I'm working on my laptop, and had noticed last time that the battery life was not great. This time I realized that's because Godot was using my dedicated GPU. I have figured out that if you set the Windows battery saver settings all the way to "power saving" and restart Godot, it'll switch to integrated graphics. Happily, those are working just fine for C7 as well (which they really should be, but always good to know they are).

I'm not sure what the equivalent settings would be on Mac/Linux, but if you've also noticed Godot using battery life, check the command prompt it brings up when it starts and see which GPU it's using.
 
There are a few interesting tabs such as "Profiler" and "Video RAM" under the Godot Debugger, but I haven't looked into how to practically make use of them.

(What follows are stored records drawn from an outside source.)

PR #8544, opened 2022-11-04
WIP: Fixed amundsen ingestion

### LINKED ISSUE #8525: Automating Amundsen Ingestion WorkFlow
Creating an automatic ingestion workflow for Amundsen.

Currently for Amundsen , need to create empty service from ui , need to eliminate these.

NiharDoshi99:
### Describe your changes :

I worked on the automation amundsen ingestion workflow.
Fix #8525 

#
### Type of change :

- [x] Bug fix
- [x] Improvement
- [ ] New feature
- [ ] Documentation


openmetadata-spec/src/main/resources/json/schema/api/services/createDatabaseService.json
```diff
@@ -31,6 +31,6 @@
       "$ref": "../../type/entityReference.json"
     }
   },
-  "required": ["name", "serviceType", "connection"],
+  "required": ["name", "serviceType"],
```
ulixius9, line 34: now since we are passing the connection anyways let's not remove this from required

ingestion/examples/amundsen_data/service_type.json
```diff
@@ -0,0 +1,32 @@
...
+        "connection": {
+            "config": {
+                "awsConfig": {
+                    "awsRegion": "aws_region"
+                },
+                "type": "DynamoDB"
+            }
+        }
+    }
+}
```
ulixius9, line 32: there are many more data sources that supports (here is the [list](https://docs.open-metadata.org/connectors/metadata/amundsen#3-select-the-service-type)) we might need to add those here as well

ingestion/src/metadata/ingestion/source/metadata/amundsen.py
```diff
@@ -495,7 +503,31 @@ def get_type_primitive_type(self, data_type):
...
+                service_type: dict = json.load(file)
+
+        except FileNotFoundError:
+            raise Exception()
+
+        service = self.metadata.create_or_update(
+            CreateDatabaseServiceRequest(
+                name=service_name,
+                displayName=service_name,
+                description="this is code maede",
```
ulixius9, line 523: if we are not getting description we can skip 😄

ingestion/src/metadata/ingestion/source/metadata/amundsen.py
```diff
@@ -495,7 +503,31 @@ def get_type_primitive_type(self, data_type):
...
+                connection=service_type.get(service_name, "None")["connection"],
```
ulixius9, line 524: this fails when service_name is not found in `service_type` dict as 
`"None"["connections"]` would fail.

also in case we didn't find the service type map maybe we can create a MySQL service and ingest data over there

ingestion/src/metadata/ingestion/source/metadata/amundsen.py
```diff
@@ -495,7 +503,31 @@ def get_type_primitive_type(self, data_type):
...
+                serviceType=service_type.get(service_name, DatabaseServiceType.Mysql)[
+                    "service_name"
+                ],
```
ulixius9, line 527: also we need to handle this properly because `DatabaseServiceType.Mysql["service_name"]` would fail

ingestion/src/metadata/ingestion/source/metadata/amundsen.py
```diff
@@ -495,7 +503,31 @@ def get_type_primitive_type(self, data_type):
...
+        """
+        try:
+            file_path = (
+                Path(__file__).cwd() / "examples/amundsen_data/service_type.json"
+            )
+            with open(file_path, encoding="UTF-8") as file:
+                service_type: dict = json.load(file)
+
+        except FileNotFoundError:
+            raise Exception()
```
nahuelverdugo, line 517:
```suggestion
        except FileNotFoundError as err:
            raise Exception(f"File {file_path} not found.") from err
```

ingestion/src/metadata/ingestion/source/metadata/amundsen.py
```diff
@@ -495,7 +503,31 @@ def get_type_primitive_type(self, data_type):
         return data_type
 
     def get_database_service(self, service_name: str) -> DatabaseService:
-        service = self.metadata.get_by_name(entity=DatabaseService, fqn=service_name)
+        """
+        Method to get and create Database Service
+        """
+        try:
+            file_path = (
+                Path(__file__).cwd() / "examples/amundsen_data/service_type.json"
```
pmbrull, line 511: is this the best path to place the file? Looks like it is required, maybe we should ship it differently. We might be adding the examples directory in the CI docker build, but I am not sure we are passing this on the release docker image.

ingestion/src/metadata/ingestion/source/metadata/amundsen.py
pmbrull, line 517: If we are dying due to `FileNotFoundError`, let's raise it with proper context. E.g.,

```python
except FileNotFoundError as err:
    raise FileNotFoundError("could not get service mapping file from blablabla")
```

ingestion/src/metadata/ingestion/source/metadata/amundsen.py
pmbrull: also, if it is a static file. Instead of loading it should we just have a constant holding the contents in a dict or something?

nahuelverdugo, line 511: I think we have handled the path to the resources differently in other parts of the code like [this](https://github.com/open-metadata/OpenMetadata/blob/a7347e1873d3b23251a02d262dcd066158bfa3c5/ingestion/src/metadata/utils/workflow_output_handler.py#L47) one.

ingestion/src/metadata/ingestion/source/metadata/amundsen.py
NiharDoshi99: Yes will add it.

ingestion/src/metadata/ingestion/source/metadata/amundsen.py
NiharDoshi99: Here actually I am getting the value of `Path(__file__) .parent.parent` inside the env , so did these . Need to put like 10 parent to make to actual path.

pmbrull: cc @ulixius9

pmbrull (approved):

pmbrull (dismissed):

ulixius9 (approved):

Switching to the iGPU hasn't helped too much with battery life, either. Godot seems to be using 1/12th of my CPU all the time that C7 is running, which would be one thread of the hex-core system, and 1/6th of the iGPU, so it seems to be preventing the system from going to idle. Which I guess means (1) battery life can be used by closing C7 when I'm in VSCode, and (2) for some reason C7 is doing stuff all the time. No idea whether that's inherent to Godot, or if we have something causing that. Seems to happen on both the game scene and the main menu scene, so it isn't map rendering.
 
My MacBook fan certainly comes on and the base really warms up if I leave a Godot project running. I keep intending to look into whether anything can be done about it. I saw somewhere that running in non-Retina mode might help. But I'm typically on power, so it hasn't been a big deal until I go somewhere else and put it in my lap.
 
Tip: If Godot keeps telling you it can't find needed dependencies and flat out doesn't show you the files in the res:// file browser, and you know the repo is working on another computer, it's because I'm a dummy and downloaded the non-mono version of Godot which pretends .cs files don't even exist.
 
Has anyone else noticed that if you have a file open in Godot, and you modify it externally, then every time you launch C7 until you restart Godot, you get a "Save Resource As" dialog?

This often happens to me if I'm opening files in Godot when tracing through a debug stack, and then fixing things in VSCode. Kind of annoying, but haven't found a way to prevent it other than restarting Godot.
 
I recall usually getting a prompt to reload the file from disk if changed which I always do. You should be able to close tabs in Godot to minimize this. There are sort-of extra hidden tabs in the script editor where one scene tab's script tab may have several files open, and you can close superfluous ones there.
 
https://itch.io/jam/godot-wild-jam-41

Oh, a Godot game jam is starting. A game jam is kind of a little contest where you typically make a game within a time period with a particular theme and/or restrictions. Rules may be optional. This one is Godot-specific, so I may try to make something for it. It's starting today and submissions are due in about a week.